▶ Task goal:
Which lines below include the string "approved"? Please show each one.

▶ The input:
*** Begin section ***

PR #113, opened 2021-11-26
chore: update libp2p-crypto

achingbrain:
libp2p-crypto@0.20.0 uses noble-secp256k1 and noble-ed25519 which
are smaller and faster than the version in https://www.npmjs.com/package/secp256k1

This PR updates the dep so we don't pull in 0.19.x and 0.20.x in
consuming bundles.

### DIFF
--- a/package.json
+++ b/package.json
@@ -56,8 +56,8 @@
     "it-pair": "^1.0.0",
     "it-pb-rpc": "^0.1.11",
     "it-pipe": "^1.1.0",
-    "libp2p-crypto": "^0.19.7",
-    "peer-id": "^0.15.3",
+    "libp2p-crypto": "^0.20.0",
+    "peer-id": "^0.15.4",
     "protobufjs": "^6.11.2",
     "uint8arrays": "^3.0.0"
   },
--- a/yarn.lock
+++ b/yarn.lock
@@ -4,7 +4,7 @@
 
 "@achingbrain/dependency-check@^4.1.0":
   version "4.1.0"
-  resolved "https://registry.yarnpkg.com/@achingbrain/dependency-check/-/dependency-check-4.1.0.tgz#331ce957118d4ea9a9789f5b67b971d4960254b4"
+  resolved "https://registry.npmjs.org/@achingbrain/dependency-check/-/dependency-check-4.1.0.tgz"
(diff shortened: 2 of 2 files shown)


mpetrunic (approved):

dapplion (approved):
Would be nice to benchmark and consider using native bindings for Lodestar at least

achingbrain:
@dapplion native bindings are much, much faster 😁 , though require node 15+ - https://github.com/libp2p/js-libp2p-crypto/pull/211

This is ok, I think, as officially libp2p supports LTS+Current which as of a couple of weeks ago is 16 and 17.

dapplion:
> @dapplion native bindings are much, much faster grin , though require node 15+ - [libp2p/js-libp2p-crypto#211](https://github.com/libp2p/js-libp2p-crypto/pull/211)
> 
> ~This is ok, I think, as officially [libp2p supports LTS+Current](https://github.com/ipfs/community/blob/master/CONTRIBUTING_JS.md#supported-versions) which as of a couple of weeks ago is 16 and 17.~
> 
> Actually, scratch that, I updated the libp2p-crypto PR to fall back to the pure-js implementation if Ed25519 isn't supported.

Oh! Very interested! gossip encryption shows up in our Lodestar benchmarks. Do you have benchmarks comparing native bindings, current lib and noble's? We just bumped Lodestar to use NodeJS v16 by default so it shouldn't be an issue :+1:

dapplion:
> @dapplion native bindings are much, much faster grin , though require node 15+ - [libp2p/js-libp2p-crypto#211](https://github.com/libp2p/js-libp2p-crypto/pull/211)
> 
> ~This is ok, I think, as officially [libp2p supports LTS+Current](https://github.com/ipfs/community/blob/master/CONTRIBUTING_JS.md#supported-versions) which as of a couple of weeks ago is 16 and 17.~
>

*** End section ***

▶ Response area:
mpetrunic (approved):
dapplion (approved):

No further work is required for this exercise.